(What you will do):
Every entry is to be written out word for word.

(Material for this exercise):
PR #1328, opened 2025-07-28
feat(otel): Support selective HTTP header capture

tsuyuni:
## Summary

  - Add `captureRequestHeaders` and `captureResponseHeaders` options to control which HTTP
  headers are collected in OpenTelemetry spans
  - Prevent sensitive information (cookies, authorization tokens) from being logged by default
  - The 'Traceparent' and 'Tracestate' headers are always captured from requests

## Changes

  - Added `captureRequestHeaders?: string[]` option to specify which request headers to capture
  - Added `captureResponseHeaders?: string[]` option to specify which response headers to capture

  - Modified header collection logic to only capture explicitly specified headers
  - Added comprehensive test coverage for the new functionality

## Breaking Changes

  **⚠️ Breaking Change**: By default, no headers are captured anymore. Previously, all headers
  were captured automatically.

  To maintain the previous behavior, explicitly specify the headers you want to capture:

  ```typescript
  app.use(otel({
    captureRequestHeaders: ['content-type', 'user-agent'],
    captureResponseHeaders: ['content-type', 'cache-control']
  }))
```

- [x] Add tests
- [x] Run tests

### DIFF
--- a/.changeset/shiny-views-grin.md
+++ b/.changeset/shiny-views-grin.md
@@ -1,0 +1,5 @@
+---
+'@hono/otel': patch
+---
+
+Add `captureRequestHeaders` and `captureResponseHeaders` options for selective header collection.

(Result for this task):
PR #1328, opened 2025-07-28
feat(otel): Support selective HTTP header capture

tsuyuni:
## Summary

  - Add `captureRequestHeaders` and `captureResponseHeaders` options to control which HTTP
  headers are collected in OpenTelemetry spans
  - Prevent sensitive information (cookies, authorization tokens) from being logged by default
  - The 'Traceparent' and 'Tracestate' headers are always captured from requests

## Changes

  - Added `captureRequestHeaders?: string[]` option to specify which request headers to capture
  - Added `captureResponseHeaders?: string[]` option to specify which response headers to capture

  - Modified header collection logic to only capture explicitly specified headers
  - Added comprehensive test coverage for the new functionality

## Breaking Changes

  **⚠️ Breaking Change**: By default, no headers are captured anymore. Previously, all headers
  were captured automatically.

  To maintain the previous behavior, explicitly specify the headers you want to capture:

  ```typescript
  app.use(otel({
    captureRequestHeaders: ['content-type', 'user-agent'],
    captureResponseHeaders: ['content-type', 'cache-control']
  }))
```

- [x] Add tests
- [x] Run tests

### DIFF
--- a/.changeset/shiny-views-grin.md
+++ b/.changeset/shiny-views-grin.md
@@ -1,0 +1,5 @@
+---
+'@hono/otel': patch
+---
+
+Add `captureRequestHeaders` and `captureResponseHeaders` options for selective header collection.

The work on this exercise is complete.